Annual physical inventory. Article 12 of Decreto-Lei 28/2019 requires taxpayers to perform a physical inventory at least once per year, on the last day of the fiscal year. The result must reconcile with accounting records.
Permanent stock file (Ficheiro de inventário valorizado). Since 2015, companies with turnover above 100 000 euros must maintain a permanently updated, valued inventory file and submit it to the Tax Authority (AT) by 31 January of the following year via the e-Fatura portal. The file must include item description, quantity, unit and total value.
Failure to maintain or submit the inventory file can result in fines ranging from 375 to 18 750 euros under the Regime Geral das Infrações Tributárias. Repeated non-compliance may trigger a tax inspection.
SAF-T reporting. The Standard Audit File for Tax purposes must include stock movement data. Companies using a WMS need to ensure it exports SAF-T-compatible records, particularly for goods receipts, dispatches and internal transfers.
Transport documents. Every movement of goods between warehouses or to a client requires a transport document (guia de transporte) communicated to the AT before the goods leave the premises. This rule applies even to internal transfers between facilities of the same company.
Frequently Asked Questions
FIFO dispatches goods in the order they were received. FEFO dispatches goods in the order they expire. Two batches received on different dates may have different expiry dates, so FEFO provides finer control for perishable or date-sensitive products.

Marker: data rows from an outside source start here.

PR #1301, opened 2019-09-30
Do not autogenerate configuration & kernel patches

karkhaz:
This commit deletes a patch that gets applied to freertos_kernel. It
also prevents prepare.py from generating patch files for configuration
directories, since those generated patches also apply to the kernel.

This commit fixes the breakage caused by freertos_kernel becoming its
own submodule. Our patches get applied with `git patch`, but the patches
applied to files under freertos_kernel now need to be generated relative
to that directory because git patch doesn't enter submodules. A more
permanent fix is forthcoming.


markrtuttle:
Thanks, Kareem!

PR #1303, opened 2019-09-30
UDP support for Amazon FreeRTOS Sockets on NXP

ericyeh1995:
Description
-----------

Porting UDP on Qualcomm QCA4004 for NXP board.

Test issues:
RecvFrom flag is not used in the source code API. However, peek functionality may be available through other means.

2. AFQP_SOCKETS_BindToTheSamePort
The current module does not return error if bound to the same port. Two sockets are able to send from the same port, but will fail on receive.

Checklist:
----------

- [x] My code is Linted.


vendors/nxp/boards/lpc54018iotmodule/ports/secure_sockets/iot_secure_sockets.c
```diff
@@ -474,6 +474,204 @@ int32_t SOCKETS_Send( Socket_t xSocket,
...
+
+    int32_t SOCKETS_SendTo( Socket_t xSocket,
+                            const void * pvBuffer,
+                            size_t xDataLength,
+                            uint32_t ulFlags,
+                            const SocketsSockaddr_t * pxAddress,
+                            Socklen_t xAddressLength )
+    {
+        /* The WiFi module refuses to send data if it exceeds this threshold defined in
+         * atheros_stack_offload.h */
```
abhidixi11: Where this comment is addressed ?  Do we check anywhere if it is increasing the threshold?

vendors/nxp/boards/lpc54018iotmodule/ports/secure_sockets/iot_secure_sockets.c
```diff
@@ -474,6 +474,204 @@ int32_t SOCKETS_Send( Socket_t xSocket,
...
+            {
+                pxContext->xRecvFlags = ( BaseType_t ) ulFlags;
+
+                for( ; ; )
+                {
+                    /* Check if there is anything to be received on this socket. */
+                    xSelectStatus = ( A_STATUS ) t_select( enetCtx,
+                                                           ( uint32_t ) pxContext->xSocket,
+                                                           nxpsecuresocketsONE_MILLISECOND );
+
```
abhidixi11: Do we have to use select here ? Does NXP support non blocking sockets ? Why can't  we use qcom_recvfrom() directly ?

ericyeh1995: Referring to the doc, 3.2.2 UDP receive "recvfrom call is blocking, so select can be used to periodically check for incoming packets."

vendors/nxp/boards/lpc54018iotmodule/ports/secure_sockets/iot_secure_sockets.c
ericyeh1995: Not sure how this comment gets here, will remove if not relevant.

vendors/nxp/boards/lpc54018iotmodule/ports/secure_sockets/iot_secure_sockets.c
ericyeh1995: I did threadsafe test and confirmed that

abhidixi11: OK, so basically their implementation does not support non-blocking sockets.

vendors/nxp/boards/lpc54018iotmodule/ports/secure_sockets/iot_secure_sockets.c
```diff
@@ -474,6 +474,204 @@ int32_t SOCKETS_Send( Socket_t xSocket,
...
+                        }
+                        else
+                        {
+                            lStatus = SOCKETS_SOCKET_ERROR;
+                            break;
+                        }
+                    }
+                    else
+                    {
+                        lStatus = SOCKETS_SOCKET_ERROR;
```
abhidixi11: What happens when select does not detect any data on socket?  Do we return error ? I should return equivalent of EWOULDBLOCK to indicate application that it is an error. 
In network abstraction, we can use this feature to implement PEEK option , if not supported by the socket.

ericyeh1995: When select return A_ERROR it means timeout or no activity. Does

PR #623, opened 2019-05-10
Add CBMC memory-safety proof for SendEventToIPTask

Baha:
Description
-----------

This PR includes the CBMC proof that demonstrates the memory safety of SendEventToIPTask, a function used for sending different events to IP-Task.

Checklist:
----------

- [x] Changes have been tested.
- [x] Configuration files are included.
- [x] Documentation for proof and parts of the test harness.

PR #1317, opened 2019-10-02
Add IP memory safety proofs

markrtuttle:
Add CBMC memory safety proof for SendEventToIPTask originally written by Adrian Palacios and now rebased against the current master branch.

I have verified that the proofs work against the current master.


markrtuttle:
An earlier version https://github.com/aws/amazon-freertos/pull/623 of this pull request was approved and ready for merge.

markrtuttle:
The proofs in this pull request are works in progress.

We are committing them now because they are correct and have value, and because we want them to keep current with code changes.

But they make assumptions, and in the next pass we will do a better job of extracting the assumptions, stating the assumptions, and making the assumptions as weak as possible (to make the proofs as strong as possible).

PR #1321, opened 2019-10-02
Fix buffer overflow in vARPGenerateRequestPacket.

markrtuttle:
Check that Ethernet buffer has enough space for an ARP packet in vARPGenerateRequestPacket.

The check added by this pull request simply returns if there is not enough space, but some
logging or error handling should be done.


markrtuttle:
Closing, already merged as part of https://github.com/aws/amazon-freertos/pull/1322

PR #1327, opened 2019-10-03
Nuvoton - reduce heap size

ericyeh1995:
Description
-----------

Reduce heap size to allow HTTPS demo build on Nutovon. 

Checklist:
----------

- [ ] My code is Linted.


leegeth:
I think we would need more description in the PR and in the commit message for such a change.  The analysis that we have done and how this is verified etc

leegeth:
> I think we would need more description in the PR and in the commit message for such a change. The analysis that we have done and how this is verified etc

Discussed with Gary and agreed that the existing comments are good to go forward with

PR #1332, opened 2019-10-03
[BLE] Merge bonded CB and pairing CB to one API

ravibhagavandas:
Merge bonded CB and pairing CB to one API

Description
-----------

* Remove Bonded CB from tMiddleware, HAL and testsuites
* Merge bonded state change in Pairing Callback APIS
* Modify Nordic and ESP HAL layer port
* Bump up major version to 3.0.0 as its a breaking change.

Checklist:
----------

- [ ] My code is Linted.

### DIFF
--- a/vendors/nordic/boards/nrf52840-dk/ports/ble/iot_ble_hal_common_gap.c
+++ b/vendors/nordic/boards/nrf52840-dk/ports/ble/iot_ble_hal_common_gap.c
@@ -664,10 +664,10 @@ void prvGAPeventHandler( ble_evt_t const * p_ble_evt,
                    if( xBTCallbacks.pxPairingStateChangedCb && ( status == 0x85 ) ) /* NOTE: Decode other errors */
                    {
                        xBTCallbacks.pxPairingStateChangedCb( eBTStatusFail,
-                                               &xConnectionRemoteAddress,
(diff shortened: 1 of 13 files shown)


vendors/nordic/boards/nrf52840-dk/ports/ble/iot_ble_hal_common_gap.c
```diff
@@ -1425,17 +1423,6 @@ void prvPmEventHandler( const pm_evt_t * event )
 
     switch( event->evt_id )
     {
-        case PM_EVT_BONDED_PEER_CONNECTED:
```
lundinc2: What's the context for removing this event instead of using pxPairingStateChangedCb?

ravibhagavandas: Bonding is part of the pairing process itself, persisting the security parameters. Hence bond state is included in pairing callback  instead of a separate callback. Also this event handling is not needed as anyways pairingStateChangeCallback will be called after bonded peer connects.

lundinc2: Okay thank you

PR #1340, opened 2019-10-04
Fix provisioning and key import policy on OPTIGA.

dcgaws:
Rationalize key import policy settings. Fix public key slot location. Improve key provisioning flow.

### DIFF
--- a/demos/dev_mode_key_provisioning/README.md
+++ b/demos/dev_mode_key_provisioning/README.md
@@ -12,10 +12,10 @@ If your device does not allow the import of private keys, or if your solution ca
 First, perform the steps in [Configuring the Amazon FreeRTOS Demos](https://docs.aws.amazon.com/freertos/latest/userguide/freertos-configure.html), but skip the last step (that is, don't do *To format your AWS IoT credentials*). The net result should be that the *demos/include/aws_clientcredential.h* file has been updated with your settings, but the *demos/include/aws_clientcredential_keys.h* file has not. 
 
 ### Demo Project Configuration ###
-Open the Hello World MQTT demo as described in the [Getting Started guide](https://docs.aws.amazon.com/freertos/latest/userguide/getting-started-guides.html) for your board. In the project, open the file *aws_dev_mode_key_provisioning.c* and find the definition keyprovisioningFORCE_GENERATE_NEW_KEYSET, which is set to zero by default. Set it to one:
+Open the Hello World MQTT demo as described in the [Getting Started guide](https://docs.aws.amazon.com/freertos/latest/userguide/getting-started-guides.html) for your board. In the project, open the file *aws_dev_mode_key_provisioning.c* and find the definition keyprovisioningFORCE_GENERATE_NEW_KEY_PAIR, which is set to zero by default. Set it to one:
 
 ```
-#define keyprovisioningFORCE_GENERATE_NEW_KEYSET 1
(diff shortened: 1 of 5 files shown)


demos/dev_mode_key_provisioning/README.md
```diff
@@ -36,6 +45,12 @@ Use openssl to format the binary encoded (DER) device public key as PEM:
 openssl ec -inform der -in DevicePublicKeyDer.bin -pubin -pubout -outform pem -out DevicePublicKey.pem
 ```
 
+Don't forget to disable the temporary key generation setting you enabled above. Otherwise, the device will create yet another keyset, and you will have to repeat the previous steps:
```
alexa-noxon: Is the use of the word keyset vs keypair meaningful?

demos/dev_mode_key_provisioning/src/aws_dev_mode_key_provisioning.c
```diff
@@ -1027,24 +1031,34 @@ CK_RV xProvisionDevice( CK_SESSION_HANDLE xSession,
...
+        }
 
-                prvExportPublicKey( xSession,
-                                    xProvisionedState.xPublicKey,
-                                    &xProvisionedState.pucDerPublicKey,
-                                    &xProvisionedState.ulDerPublicKeyLength );
-            }
+        /* Ignore errors. If any of the above objects couldn't be read, try to
+         * generate new ones below. */
+        xResult = CKR_OK;
```
alexa-noxon: Why are we ignoring this/do we use the return of prvGetProvsionedState for anything?  

Even if object are not found, the result would still be CKR_OK, right?  What is the error that is returned that we want to ignore?

demos/dev_mode_key_provisioning/src/aws_dev_mode_key_provisioning.c
```diff
@@ -1027,24 +1031,34 @@ CK_RV xProvisionDevice( CK_SESSION_HANDLE xSession,
...
+        xResult = xProvisionGenerateKeyPairEC( xSession,
+                                               ( uint8_t * ) pkcs11configLABEL_DEVICE_PRIVATE_KEY_FOR_TLS,
+                                               ( uint8_t * ) pkcs11configLABEL_DEVICE_PUBLIC_KEY_FOR_TLS,
+                                               &xProvisionedState.xPrivateKey,
+                                               &xProvisionedState.xPublicKey );
+
+        /* Get the bytes of the new public key. */
+        if( CKR_OK == xResult )
+        {
+            prvExportPublicKey( xSession,
```
alexa-noxon: If we have a keypair already generated, and then we also use the FORCE GENERATE option, is there any chance we double allocate the public key bytes here (first in prvGetProvisionedState above, then again here)?

demos/dev_mode_key_provisioning/README.md
dcgaws: Fixed, thank you.

demos/dev_mode_key_provisioning/src/aws_dev_mode_key_provisioning.c
dcgaws: I updated the inline comment.

demos/dev_mode_key_provisioning/src/aws_dev_mode_key_provisioning.c
dcgaws: Fixed, thank you.

PR #1345, opened 2019-10-05
fix: Re-architect Defender Library.

abhidixi11:
Use shared MQTT connection and remove sync call from taskpool.

Before this change, Defender library created and maintained its own
MQTT connection. Use of shared MQTT connection will save memory and
processing time.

The frequency depends on SKU classification. A-items with the highest value should be counted monthly. B-items can be counted quarterly. C-items need counting once or twice per year. Trigger-based counts should happen whenever the system flags a discrepancy.
A full WMS may be excessive for a warehouse with fewer than 500 SKUs and low daily movement volume. In those cases, a well-structured spreadsheet combined with barcode scanning can deliver acceptable accuracy. Once complexity grows, a WMS becomes essential to maintain control.
World-class operations maintain accuracy above 99.5 percent at the SKU-location level. A realistic first target for warehouses transitioning from manual processes is 97 percent, with a roadmap to reach 99 percent within 12 months through cycle counting and process improvements.
Fines range from 375 to 18 750 euros under the Regime Geral das Infracoes Tributarias. The obligation applies to companies with annual turnover above 100 000 euros. The valued inventory file must be submitted to the Tax Authority by 31 January each year.
RFID can replace barcodes in environments where bulk reading and no-line-of-sight scanning justify the higher tag and infrastructure costs. However, most warehouses use a hybrid approach with barcodes for item-level identification and RFID for pallet or container-level tracking.
ABC analysis identifies which products generate the most movement. Placing A-class items in the most accessible locations nearest to dispatch docks reduces travel time per pick. This layout optimisation can cut total picking labour by 20 to 30 percent without any technology investment.